* Record set:
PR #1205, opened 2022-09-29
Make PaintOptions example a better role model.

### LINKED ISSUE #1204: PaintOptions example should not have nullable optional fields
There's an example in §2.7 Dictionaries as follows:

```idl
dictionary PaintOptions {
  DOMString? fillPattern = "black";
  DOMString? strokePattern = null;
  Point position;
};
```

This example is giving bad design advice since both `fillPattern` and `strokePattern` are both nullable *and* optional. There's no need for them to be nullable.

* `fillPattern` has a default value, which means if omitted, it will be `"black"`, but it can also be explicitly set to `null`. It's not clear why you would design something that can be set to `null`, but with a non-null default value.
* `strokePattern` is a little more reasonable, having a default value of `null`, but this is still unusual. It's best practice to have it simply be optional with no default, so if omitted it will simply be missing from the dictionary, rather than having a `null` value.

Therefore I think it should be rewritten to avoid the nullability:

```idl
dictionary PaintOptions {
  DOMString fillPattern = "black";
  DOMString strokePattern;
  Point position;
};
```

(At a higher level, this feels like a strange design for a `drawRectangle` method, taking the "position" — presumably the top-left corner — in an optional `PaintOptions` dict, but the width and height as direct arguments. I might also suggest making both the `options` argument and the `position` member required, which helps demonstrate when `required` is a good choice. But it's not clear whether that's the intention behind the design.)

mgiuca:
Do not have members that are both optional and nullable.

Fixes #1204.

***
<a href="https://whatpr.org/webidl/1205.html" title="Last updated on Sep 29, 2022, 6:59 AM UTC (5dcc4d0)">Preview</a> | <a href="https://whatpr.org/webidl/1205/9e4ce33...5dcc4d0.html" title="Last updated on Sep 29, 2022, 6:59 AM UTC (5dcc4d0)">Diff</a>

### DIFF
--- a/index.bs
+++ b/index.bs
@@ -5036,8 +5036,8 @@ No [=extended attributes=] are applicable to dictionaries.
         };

* * *

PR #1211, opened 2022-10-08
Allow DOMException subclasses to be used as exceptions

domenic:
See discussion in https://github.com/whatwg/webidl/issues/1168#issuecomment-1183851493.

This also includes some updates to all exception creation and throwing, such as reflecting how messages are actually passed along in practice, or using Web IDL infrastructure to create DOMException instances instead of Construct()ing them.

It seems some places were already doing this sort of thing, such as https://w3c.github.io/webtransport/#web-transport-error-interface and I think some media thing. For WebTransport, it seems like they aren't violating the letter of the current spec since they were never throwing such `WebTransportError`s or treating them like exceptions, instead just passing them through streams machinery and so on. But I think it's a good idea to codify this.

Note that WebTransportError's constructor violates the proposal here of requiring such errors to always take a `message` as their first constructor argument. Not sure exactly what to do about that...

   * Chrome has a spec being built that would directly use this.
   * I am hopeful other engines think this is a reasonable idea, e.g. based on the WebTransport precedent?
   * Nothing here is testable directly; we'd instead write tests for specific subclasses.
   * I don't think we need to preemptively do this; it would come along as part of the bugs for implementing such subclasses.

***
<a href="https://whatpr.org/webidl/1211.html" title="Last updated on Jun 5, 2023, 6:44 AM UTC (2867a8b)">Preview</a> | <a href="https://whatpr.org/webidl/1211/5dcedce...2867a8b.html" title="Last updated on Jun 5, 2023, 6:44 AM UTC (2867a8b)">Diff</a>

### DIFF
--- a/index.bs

* Assignment: The lines you need are those containing "since"; find them in the records and copy them.

* Finished exercise:
This example is giving bad design advice since both `fillPattern` and `strokePattern` are both nullable *and* optional. There's no need for them to be nullable.
It seems some places were already doing this sort of thing, such as https://w3c.github.io/webtransport/#web-transport-error-interface and I think some media thing. For WebTransport, it seems like they aren't violating the letter of the current spec since they were never throwing such `WebTransportError`s or treating them like exceptions, instead just passing them through streams machinery and so on. But I think it's a good idea to codify this.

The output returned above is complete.